### EXERCISE REQUIREMENTS:
Each line in the listing below that contains "although" should be returned.

### EXTRACTED DATA:
PR #5, opened 2017-04-11
User guide documentation update

davidhicks:


GreyCat:
Oh, bummer ;) I've just realized that I wrote streams/substreams section as well on April, 9th, and just forgot to push it into public...

GreyCat:
I'm so sorry... I'll try to think of a way to merge both these sections into one.

davidhicks:
Two sets of documentation is better than zero! :) I'll also see about updating this branch to ensure it can be merged. Is the content of these proposed documentation updates accurate? Feedback appreciated on any inaccuracies or suggestions for rewording.

user_guide.adoc
```diff
@@ -2079,7 +2079,38 @@ beginner Kaitai Struct users.
...
+Where an exception occurs is upon attempting to copy data from the
+`body` substream into the `overflow` object. After data has been
+copied from the `body` substream into the `payload` object, the
+`body` substream will only have 1 byte of data still available for
+the parser to request. As 2 bytes of data are attempted to be
+requested, the `body` substream is exhausted of available data and
+thus an exception occurs. The fact that the root stream still has
+1001 bytes available to be requested from the input file does not
+matter, as the `body` substream never has the opportunity to request
+any more than the first 1000 bytes of the input file.
```
GreyCat, line 2121: This is actually not a pitfall, but a legitimate behavior, and well-explained in previous section.

The "pitfall" I was thinking about in this section is the following: when a new substream is created, all parse instances with positions act within that substream by default.

So, this one works as expected:

```yaml
seq:
  - id: skipped
    size: 1000
  - id: indexing
    type: file_index_entry
    # but adding "size: 24" here will ruin "file_body" instance,
    # although it looks legitimate at the first glance
types:
  file_index_entry:
    seq:
      - id: file_name
        type: str
        size: 16
      - id: file_pos
        type: u4
      - id: file_len
        type: u4
    instances:
      file_body:
        pos: file_pos
        size: file_len
```

To overcome that, one needs to use something like `io: _root._io` in `file_body`. Of course, documentation warrants a somewhat better example and explanation.

user_guide.adoc
```diff
@@ -380,6 +380,21 @@ enums:
     17: udp
 ----
 
+Alternatively, hexadecimal notation can also be used to define an enumeration:
```
GreyCat, line 383: Totally ok, but I'd also noted that this is a service provided by YAML, not something specific to KS.

user_guide.adoc
```diff
@@ -832,6 +832,39 @@ other value which was not listed explicitly.
         _: rec_type_unknown
 ----
 
+If an enumeration has already been defined, you can use references to
+items in the enumeration instead of specifying integers a second time:
```
GreyCat, line 836: Actually, if you defined `key` as enum, then you don't have much choice. You can't compare enums to integers without additional conversions.

user_guide.adoc
```diff
@@ -832,6 +832,39 @@ other value which was not listed explicitly.
...
+types:
+  data_field_width:
+    seq:
+      #...
+  data_field_height:
+    seq:
+     #...
+  data_field_depth:
+    seq:
+     #...
```
GreyCat, line 860: Pedantic person in me cries for that misaligned `#...` ;)
And, anyway, `seq` is totally optional, so may be it's better to wrap it up as:

```yaml
types:
  data_field_width: # ...
  data_field_height: # ...
  data_field_depth: # ...
```

for brevity.

user_guide.adoc
```diff
@@ -1090,7 +1090,117 @@ bytes sparsely.
...
-TODO
+====Introduction and simple example====
+
+A stream is a flow of data from an input file into a parser which is
+generated by a KS script. The parser can request one or more bits of
+data from the stream at a time, but cannot request the same data twice
+and cannot request data be provided out of sequential order. A stream
+knows the maximum amount of data available to be requested by the
+parser and the actual amount of data which has already been
+requested by the parser.
```
GreyCat, line 1101: This explanation is pretty abstract and somewhat misleading. "Stream" can be re-read as many times as needed, and it can be seeked: that's exactly how positional parse instances work, they use `seek` operations on a stream.

user_guide.adoc
```diff
@@ -1090,7 +1090,117 @@ bytes sparsely.
...
+
+When a file is first opened for parsing by a parser generated by KS,
+a root stream is created. This root stream can be accessed via
+`_root._io` at any time and in any place. In this scenario, `_root`
+returns the top level object defined in a script, and `_io` is a
+method which can be called on an object to return the associated
+stream. The root stream will know the maximum amount of data available
+to be requested by the parser as the file size of the input file which
+is being parsed. Initially, the root stream will know that 0 bits of
+data have been requested by the parser.
```
GreyCat, line 1111: Streams can be used on in-memory byte arrays too, not necessarily files (which have file sizes). And, actually, stream does not "know" full file size, but it can query it on demand. File size can change if file is modified when KS parsing is in progress, so it's actually ok to have `_io.size` to return varying values in different points in time.

user_guide.adoc
davidhicks: Excellent. I didn't know about `io:` either, so that's a good one to document! Nice feature!

user_guide.adoc
davidhicks: I was thinking that a new section of the document could be created for general syntax and a very brief overview of YAML and what it provides. This example I provided may be better suited there.

user_guide.adoc
davidhicks: Thanks, agreed

user_guide.adoc
davidhicks: Hmm good point, I'll update the text accordingly

user_guide.adoc
davidhicks: I'll think of another way to explain streams then, especially with reference to how `pos:` works (seeking) and how `io:` can be used to designate which stream to use.

user_guide.adoc
davidhicks: That's a great point, probably one worth adding to the pitfalls section (or troubleshooting or similar) for the few people who may encounter the issue and not understand what is going on.

arekbulski:
This thread is stale, but could you resolve it before I work on any documentation?

GreyCat:
Yeah, I just need to find some time to finish it...

user_guide.adoc
arekbulski: Some Construct features are Python features, but I would advertise them just the same. Purpose of documentation is to show capabilities, not attribution. =) Just saying.

arekbulski:
I will try to help you finish it, with the little understanding of how Kaitai works that I have.

GreyCat:
That would be most awesome %)

arekbulski:
I will carefully review this PR and attempt to solve any existing issues.

PR #6, opened 2017-07-15
Fix typos and make it clear that `contents` only accepts bytes

ghost:
Replacing the word integers with bytes makes it clearer that only positive values between 0 and 255 can be used for the `contents` attribute in my opinion.
This PR also fixes a few typos I noticed and a broken link on the _"Adding support for new target language"_ page.


GreyCat:
Thanks!

PR #8, opened 2017-11-12
Typos correction

AndrewCh:
Typos correction throughout the guide.

### DIFF
--- a/user_guide.adoc
+++ b/user_guide.adoc
@@ -355,7 +355,7 @@ seq:
 
 === Enums (named integer constants)
 
-The nature of binary format encoding dictates use that in many cases
+The nature of binary format encoding dictates us that in many cases
 we'll be using some kind of integer constants to encode certain
 entities. For example, a widely known IP packet uses 1-byte integer to
 encode protocol type for the payload: 6 would mean "TCP" (which gives us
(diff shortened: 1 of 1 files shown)


user_guide.adoc
```diff
@@ -1434,7 +1434,7 @@ complicated these `pos` expression would get without substreams.
 === Absolute positioning
 
 If you'd ever need to "escape" the limitations of a substream when
-using a `pos` key of a parse instance and address something absolutely
+using a `pos` key of a parsed instance and address something absolutely
```
GreyCat, line 1437: Technically, there are 2 kinds of instances: "parse instances" (which get its results from parsing a stream) and "value instances" (which get their result virtually, by evaluating an expression). Only "parse instances" have `pos` key (as they are indeed positioned somewhere in the stream). It's not a very pretty name, but technically it's there...

GreyCat:
Thanks a lot! I've never ever realized that it's so pestered with typos %) I'm a really lousy writer ;)

I'm not 100% sure about one commented place, but everything else is definitely a good thing :)

user_guide.adoc
AndrewCh: okay. Then you are right.

PR #9, opened 2018-02-04
Reference docs, small updates

arekbulski:
Notice that some of the docs already dropped the "a" "an" in formal descriptions, so this was already a sorta approven writing style. I just aplied it to the remaining text. Also improved one thing or two.


GreyCat:
Thanks!

arekbulski:
Would you approve if I applied same to user guide?
For example in http://doc.kaitai.io/user_guide.html#_checking_for_magic_signatures

GreyCat:
You mean, removal of "a" / "an"? I won't mind, although I don't really see much point in spending lots of time on that relatively minor stuff either %) But go ahead, if you'd like to.

PR #12, opened 2018-03-04
minor edits to Reference docs

arekbulski:
On side note, why are the programmers so nuts about calling everything "foo" and "bar"? Dont they have more imaginative names?

### DIFF
--- a/ksy_reference.adoc
+++ b/ksy_reference.adoc
@@ -746,15 +746,14 @@ by applying type or file-wide default encoding in
 [NOTE]
 ====
 `type: strz` can be also used as a shortcut to define a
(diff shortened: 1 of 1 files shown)


KOLANICH:
```text1``` and ```text2``` are IMHO more boring than `foo` and `bar`. If you wanna more imaginative names, I guess it's better to pick some live examples from the formats library and simplify them. And I guess it's not a good idea to bloat the main repo with PR branches. If you wanna use a PR, put this temporary branch into your own repo rather than into the main one.

GreyCat:
This is purely matter of taste, and I don't think any of the alternatives has strong arguments for it, so we'll leave it as is for now.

### OUTPUT OF THE TASK:
    # although it looks legitimate at the first glance
You mean, removal of "a" / "an"? I won't mind, although I don't really see much point in spending lots of time on that relatively minor stuff either %) But go ahead, if you'd like to.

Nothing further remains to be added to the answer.